= Scott Boorman =

American sociologist (born 1949)

Scott Archer Boorman (born February 1, 1949) is a mathematical sociologist at Yale University.

==Life==
His father, Howard L. Boorman, was a Foreign Service Officer in Beijing, China, and he was born there as Chinese Communists troops entered the city. He received no formal education before enrolling at Harvard College, and had largely completed work on his book, The Protracted Game, which was published in 1971.

He earned his B.A. in Applied Mathematics, and was a Harvard Junior Fellow. He received his Ph.D. in Sociology from Harvard University and was appointed to a full professorship at Penn before moving to Yale. He is also a graduate of Yale Law School.

==Works==
While still a teenager, Boorman wrote The Protracted Game : A Wei-Ch'i Interpretation of Maoist Revolutionary Strategy (1969), an analysis of the U.S. involvement in Vietnam. He shows that the U.S. thought it was playing Chess, while in fact the game was Wei-Ch'i (also known as Go).
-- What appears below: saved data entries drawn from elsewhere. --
PR #6883, opened 2022-07-31
UI: Add WhatsNew Feature for *nix systems

derrod:
### Description

Add support for "What's New" dialogue on macOS and Linux.

ToDo:
- [x] Test on Linux
- [x] Remove temporary test URL
- [x] mbedTLS based implementation for Linux

### Motivation and Context

This feature is used to notify users about changes or important updates, and should be available on other platforms as well.

### How Has This Been Tested?

Tested on a Mac.

### Types of changes

### Checklist:


UI/nix-update/nix-update.cpp
```diff
@@ -0,0 +1,275 @@
...
+
+#ifdef BROWSER_AVAILABLE
+#include <browser-panel.hpp>
+#endif
+
+struct QCef;
+extern QCef *cef;
+
+#ifndef MAC_WHATSNEW_URL
+#define MAC_WHATSNEW_URL "https://r2.rodney.io/whatsnew.json"
```
derrod, line 21: The temporary URL https://r2.rodney.io/whatsnew.json is used since it contains the signature in the `X-Signature` header as the real server would.

UI/nix-update/crypto-helpers.hpp
```diff
@@ -0,0 +1,77 @@
...
+	0x4a, 0x77, 0x61, 0x63, 0x46, 0x36, 0x36, 0x68, 0x33, 0x59, 0x55, 0x57,
+	0x36, 0x74, 0x7a, 0x55, 0x5a, 0x68, 0x7a, 0x74, 0x63, 0x6d, 0x51, 0x65,
+	0x70, 0x50, 0x2f, 0x75, 0x37, 0x42, 0x67, 0x47, 0x72, 0x6b, 0x4f, 0x50,
+	0x50, 0x70, 0x59, 0x41, 0x30, 0x4e, 0x45, 0x4a, 0x38, 0x30, 0x53, 0x65,
+	0x41, 0x78, 0x37, 0x68, 0x69, 0x4e, 0x34, 0x76, 0x61, 0x0a, 0x65, 0x45,
+	0x51, 0x4b, 0x6e, 0x52, 0x6e, 0x2b, 0x45, 0x70, 0x42, 0x4e, 0x36, 0x55,
+	0x42, 0x61, 0x35, 0x66, 0x37, 0x4c, 0x6f, 0x4b, 0x38, 0x43, 0x41, 0x77,
+	0x45, 0x41, 0x41, 0x51, 0x3d, 0x3d, 0x0a, 0x2d, 0x2d, 0x2d, 0x2d, 0x2d,
+	0x45, 0x4e, 0x44, 0x20, 0x50, 0x55, 0x42, 0x4c, 0x49, 0x43, 0x20, 0x4b,
+	0x45, 0x59, 0x2d, 0x2d, 0x2d, 0x2d, 0x2d, 0x0a};
```
derrod, line 73: The certificate here should probably be null-terminated for mbedtls, and it would also make it easier to load on macOS since we can just read it as a C-string.

UI/nix-update/crypto-helpers-cocoa.mm
```diff
@@ -0,0 +1,58 @@
+#include "crypto-helpers.hpp"
+
+#import <Foundation/Foundation.h>
+#import <Security/Security.h>
+#import <Security/SecKey.h>
+
+void get_uuid(std::string &guid)
+{
+	NSString *str = [[NSUUID UUID] UUIDString];
```
derrod, line 9: Using UUID here instead of just a random string, does that matter for the server @notr1ch?

derrod: Actually I should probably just do what we did for YouTube OAuth and use `QRandom` as a cross-platform way of doing this, possibly with a C++ std fallback if we still want to support Qt versions < 5.10.

derrod:
Added a mbedtls based version and CMake adjustments for Linux. The mbedtls path was only checked on macOS so far however.

Now all that remains is some cleanup and adding some error logging to the crypto helpers.

derrod:
Verified working on Linux now (at least with Flatpak):
2022-08-01_18-39-46_nTRYJc

I believe this is now ready for review, the CMake changes are what I'd like to get a second opinion on the most.

CMakeLists.txt
```diff
@@ -63,6 +63,7 @@ elseif(OS_POSIX)
   if(OS_LINUX)
     option(ENABLE_WAYLAND "Enable building with support for Wayland (Linux)" ON)
     option(BUILD_FOR_PPA "Build for PPA distribution" OFF)
+    option(ENABLE_WHATSNEW_LINUX "Enable WhatsNew dialog on Linux" OFF)
```
tytan652, line 66: If it on by default and not disable-able on Windows and macOS, I think defaulting it to on is fine and even remove the CMake option.

UI/nix-update/nix-update.cpp
```diff
@@ -0,0 +1,299 @@
...
+#endif
+
+#ifndef LINUX_WHATSNEW_URL
+#define LINUX_WHATSNEW_URL "https://r2.rodney.io/whatsnew.json"
```
tytan652, line 27: Just a `don't forget to change this`.

UI/obs-app.cpp
```diff
@@ -551,7 +551,9 @@ static bool MakeUserDirs()
 		return false;
 	if (!do_mkdir(path))
 		return false;
+#endif
 
+#if defined(_WIN32) || WHATSNEW_ENABLED
```
RytoEX, line 556: Can you link me to another place with this syntax? I believe @PatTheMav prefers `defined(WHATSNEW_ENABLED)` over just dropping the raw definition in place.

CMakeLists.txt
derrod: I kept it off becuase enabling it causes a hard-fail if OBS is compiled without MbedTLS. I could perhaps do something like we do for RTMPS which defaults to an "AUTO" option and then only hard fail if it has been manually set to "ON".

RytoEX (changes requested):
@PatTheMav is probably better suited to review the CMake stuff, but I took a quick look anyway.

UI/CMakeLists.txt
```diff
@@ -348,7 +348,7 @@ if(OS_WINDOWS)
 
   target_compile_definitions(
     obs PRIVATE UNICODE _UNICODE _CRT_SECURE_NO_WARNINGS
-                _CRT_NONSTDC_NO_WARNINGS)
+                _CRT_NONSTDC_NO_WARNINGS WHATSNEW_ENABLED)
```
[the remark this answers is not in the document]
derrod: You cannot disable it. Disabling the Windows updater has been removed from CMake after the infamous OBS 21.1 incident.

UI/CMakeLists.txt
```diff
@@ -421,9 +423,16 @@ elseif(OS_MACOS)
...
   target_sources(obs PRIVATE platform-osx.mm)
+  target_sources(
+    obs
+    PRIVATE nix-update/crypto-helpers.hpp nix-update/crypto-helpers-mac.mm
+            nix-update/nix-update.cpp nix-update/nix-update.hpp
+            nix-update/nix-update-helpers.cpp nix-update/nix-update-helpers.hpp)
   target_sources(obs PRIVATE forms/OBSPermissions.ui window-permissions.cpp
                              window-permissions.hpp)
 
+  target_compile_definitions(obs PRIVATE WHATSNEW_ENABLED)
```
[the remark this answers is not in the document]
derrod: Yes, as this code is always compiled. It's only conditional on Linux where mbedtls may not be present.

UI/obs-app.cpp
derrod: This was a mistake, it was just using `#ifdef ..` before and I forgot the second `defined()`

UI/nix-update/nix-update.cpp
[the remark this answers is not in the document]
derrod: Changed now. Can be overridden via `LINUX_WHATSNEW_URL` or `MAC_WHATSNEW_URL` for testing. `https://r2.rodney.io/whatsnew.json` provides the last 27.2.4/27.2.3 file and a valid signature for testing, so make sure your OBS build is set to one of these versions.

CMakeLists.txt
tytan652: Forgot about this. Let's make it simple, option with default as off as it is is simple.

UI/nix-update/crypto-helpers-mac.mm
```diff
@@ -0,0 +1,50 @@
+#include "crypto-helpers.hpp"
+
+#import <Foundation/Foundation.h>
+#import <Security/Security.h>
+#import <Security/SecKey.h>
+
+bool VerifySignature(const uint8_t *buf, const size_t len, const uint8_t *sig,
+		     const size_t sigLen)
+{
+	NSString *pubKeyStr =
```
PatTheMav, line 10: Have you looked at https://developer.apple.com/documentation/security/1395728-secitemimport?language=objc which supports `kSecFormatPEMSequence`?

PatTheMav:
That's a whole lot of code just to show a "What's new" page - what's the reason for the dependency on mbedTLS and shipping a public key in code(!) for this?

UI/nix-update/crypto-helpers-mac.mm
derrod: I have not, I probably disregarded it while reading documentation because of the "Import" part, but it looks like you can use it to load a key without actually importing it. I'll give it a shot tomorrow.

derrod:
> That's a whole lot of code just to show a "What's new" page - what's the reason for the dependency on mbedTLS and shipping a public key in code(!) for this?

This is based on the Windows implementation, which contains the same signature verification: https://github.com/obsproject/obs-studio/blob/master/UI/win-update/win-update.cpp

I think @notr1ch said that this was basically to prevent someone compromising the OBS server from publishing a malicious entry that would get pushed to users.

On Linux it was a matter of either adding a dependency on something like `libkcapi` (Linux Kernel Crypto API wrapper), or using MbedTLS which we already use for RTMPS, so that seemed like the least worst choice.

> We'd also need to differentiate between "news" and actual update changelogs, the latter of which should appear in the Sparkle update notification instead.

"What's New" is only shown after an update to a new version, whereas the changelog in Sparkle or the Windows updater is shown before. It is generally used to highlight specific larger changes or notify users about important updates (e.g. Twitch API deprecation requiring an OBS update). We've also used it to advertise the Survey to users for example.

tytan652:
> what's the reason for the dependency on mbedTLS

On the Linux side there is multiple libs for that (gnutls, OpenSSL) but nothing "by default", we already use mbedTLS for RTMPS.

PatTheMav:
FWIW we already ship OBSPublicDSAKey.pem on macOS for Sparkle (_if_ it's enabled in CMake), so we could also ship another PEM as well (if it's not the same key).

derrod:
Hardcoding the key does seems somewhat archaic, but I don't know if there's a good way to read a file at compile time (`std::embed` seems to be stuck in limbo, and `#embed` will only come with C23),

That may be a question for @jp9000 as to why this is the way it is and how we should address it.

derrod:
Updated now to use `SecItemImport` for Mac, as well as some switches to Qt utilities to replace some old functions.

RytoEX:
Looks fine at a glance to me. If @notr1ch and @PatTheMav think the implementation is good enough for now and further improvements/changes can be done later, then we just need to decide when we actually want to merge this.

PatTheMav:
> Updated now to use `SecItemImport` for Mac, as well as some switches to Qt utilities to replace some old functions.

I checked "OBSPublicDSAKey.pem" that we ship in the Resources subdirectory, and it's the same key. I'd rather use that key then a hardcoded one. Also the feature requires obs-browser to be present, so configuration should fail if `ENABLE_BROWSER` is disabled for conflicting configuration parameters.

derrod:
I don't feel particularly strongly about hardcoding the key either way, so unless there are any objections from R1CH or Jim I can look into loading it from the file. Although that may require additional modifications to CMake/build scripts to include the file in Linux distributions as well.

What's New is - weirdly - not guarded behind the browser being available on Windows, but it's true that it doesn't really make sense for it to be enabled if it isn't, so I'll update that.

derrod:
Okay implemented the following changes:

* WhatsNew is now only enabled if browser panels are enabled
  + On Windows/macOS it is implicity enabled
  + On Linux is has to be explicitly enabled as it requires MbedTLS and we probably don't want third-party distributions to have it on by default
* Added updater public key to `UI/data/OBSPublicRSAKey.pem`
* Public key is now loaded from disk (Windows implementation remains unchanged)

> I checked "OBSPublicDSAKey.pem" that we ship in the Resources subdirectory, and it's the same key. 

How did you check? Because they're clearly not the same key. The existing pem file also is a DSA key rather than RSA.

CMakeLists.txt
PatTheMav, line 66: I don't think we need an additional flag for this - make `ENABLE_WHATSNEW` an `INTERNAL` cache variable (set to "ON") on macOS and Windows, make it an `option` on `OS_LINUX`, also defaulting to "ON".

That would make the changes above (explicitly enabling it in the build script and for FlatPak) unnecessary and forces other package maintainers to explicitly turn it off (as desired for Linux).

UI/CMakeLists.txt
```diff
@@ -363,6 +363,10 @@ if(OS_WINDOWS)
     target_link_options(obs PRIVATE /LARGEADDRESSAWARE)
   endif()
 
+  if(TARGET OBS::browser-panels)
```
PatTheMav, line 366: Make this global for all OSes and guard behind `TARGET OBS::browser-panels` and `ENABLE_WHATSNEW`.

UI/CMakeLists.txt
```diff
@@ -424,6 +428,22 @@ elseif(OS_MACOS)
   target_sources(obs PRIVATE forms/OBSPermissions.ui window-permissions.cpp
                              window-permissions.hpp)
 
+  if(TARGET OBS::browser-panels)
```
PatTheMav, line 431: See above.

UI/CMakeLists.txt
```diff
@@ -444,6 +464,33 @@ elseif(OS_POSIX)
   if(OS_FREEBSD)
     target_link_libraries(obs PRIVATE procstat)
   endif()
+
+  if(OS_LINUX AND ENABLE_WHATSNEW_LINUX)
```
PatTheMav, line 468: Accordingly just check for `ENABLE_WHATSNEW` here.

UI/obs-app.cpp
```diff
@@ -551,7 +551,9 @@ static bool MakeUserDirs()
 		return false;
 	if (!do_mkdir(path))
 		return false;
+#endif
 
+#if defined(_WIN32) || defined(WHATSNEW_ENABLED)
```
PatTheMav, line 556: With `WHATSNEW_ENABLED` treated as a global define (see above), the specific check for `_WIN32` could be removed.

deps/CMakeLists.txt
```diff
@@ -6,6 +6,8 @@ if(OS_WINDOWS)
 
   add_subdirectory(blake2)
   add_subdirectory(lzma)
+elseif(OS_MACOS OR ENABLE_WHATSNEW_LINUX)
```
PatTheMav, line 9: Could be simplified to just check for `ENABLE_WHATSNEW`.

UI/CMakeLists.txt
derrod: I would keep `OS_LINUX` here to avoid issues with FreeBSD at least.

CMakeLists.txt
derrod: Where would be the most appropiate place to set the internal cache variable? `ObsDefaults_{Windows,macOS}` or just at the top of this file?

derrod:
@tytan652 @GeorgesStavracas Opinions on making this on-by-default for Linux? For RTMPS we use an "auto" setting in case MbedTLS isn't available, so I'm thinking we could mirror this here unless we want package maintainers to have to opt-out explicitly.

GeorgesStavracas:
Didn't give a deep review, but from a quick gland, I don't think there should be any build flags controlling this. I think it should always be enabled if a browser source and mbedtls are available.

tytan652:
> Opinions on making this on-by-default for Linux? For RTMPS we use an "auto" setting in case MbedTLS isn't available, so I'm thinking we could mirror this here unless we want package maintainers to have to opt-out explicitly.

I do want package maintainers to have to opt-out explicitly so `ON` by default. RTMPS may need to have a Linux only default change but it's out of scope.

If the maintainer already disabled the browser plugin, this feature should be disabled with it.
Or if the packager don't want to link to mbedTLS at all, a flag is needed to disable the feature.

derrod:
Alright, we'll go with enabled by default then. Thanks for your input!

derrod:
Updated based on the latest review:
- `ENABLE_WHATSNEW` is now set as an option on Linux/internal cache on macOS/Windows when browser panels are available
- `WHATSNEW_ENABLED` definition is now set when it is enabled
- Linux builds have it enabled by default, will fail if MbedTLS is unavailable
- Fixed some ifdefs that were still using `_WIN32`

UI/CMakeLists.txt
```diff
@@ -444,6 +471,25 @@ elseif(OS_POSIX)
...
     target_link_libraries(obs PRIVATE procstat)
   endif()
+
+  if(OS_LINUX AND ENABLE_WHATSNEW)
+    find_package(MbedTLS)
+    if(NOT MBEDTLS_FOUND)
+      obs_status(
+        FATAL_ERROR
+        "mbedTLS not found, but required for WhatsNew support on Linux")
+    else()
```
PatTheMav, line 481: Triggering a message with `FATAL_ERROR` acts like a `throw` in CMake - the `else` is not strictly necessary.

derrod: This one must've fallen through the cracks during some refactoring, I removed the else now.

PatTheMav:
Finally was able to test this (took a bit of futzing around with the config for it to actually show anything) and got a crash when closing the browser window.

Looks like it requires obs-browser to be updated to include https://github.com/obsproject/obs-browser/pull/374 before this can be merged.

derrod:
> Finally was able to test this (took a bit of futzing around with the config for it to actually show anything) and got a crash when closing the browser window.
> 
> Looks like it requires obs-browser to be updated to include [obsproject/obs-browser#374](https://github.com/obsproject/obs-browser/pull/374) before this can be merged.
> 
> EDIT: It's also unfortunate that users are greeted with an empty window at first (CEF showing a blank, white page) instead of waiting for CEF to having finished the page and _then_ opening the Qt window, but I'm afraid that would require rewriting the feature itself.
> 
> FWIW, it takes so long to load for me that I can see some people closing it before actually reading the contents.

Yup since your last version is presumably already set to 27.2.4 and the "WhatsNew" dialog is for 27.2.4 it won't show unless you remove the `LastVersion*` entries from the config first.

Weirdly I never had any crashes on my system, and it also didn't take particularly long to load, but I also already had a browser source active in my scenes, so perhaps my CEF was already "warmed up"?

Looks like the submodule has already been updated to include https://github.com/obsproject/obs-browser/pull/374 in master.

RytoEX:
Successfully built and tested on Ubuntu 22.04 running Xorg. What's New dialog pops up successfully. There seems to be a _short_ UI hang for 1-2 seconds.

RytoEX (approved):
At a glance, seems fine. I could go either way on "WhatsNew dialog" vs. "What's New dialog" in the CMake strings, so I won't nit or block there. Tested earlier on a native build on Ubuntu 22.04 using Xorg, per my comment above. I think this is good enough as-is and we can iterate and make improvements later if needed.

He systematically explores the similarity between the military strategies of Chinese Communist insurgency and the Chinese board game wei-ch’i, in contrast to parallel U.S. analyses of the same events. Boorman also argues that wei-chi's analysis of a strategic system presents a more sophisticated and flexible form of game theory than the traditional western models of strategic choice.

His book, Genetics of Altruism (1980) uses mathematical population genetics to analyze the development of sociality and altruism through three modes of selection: group, kin and reciprocity.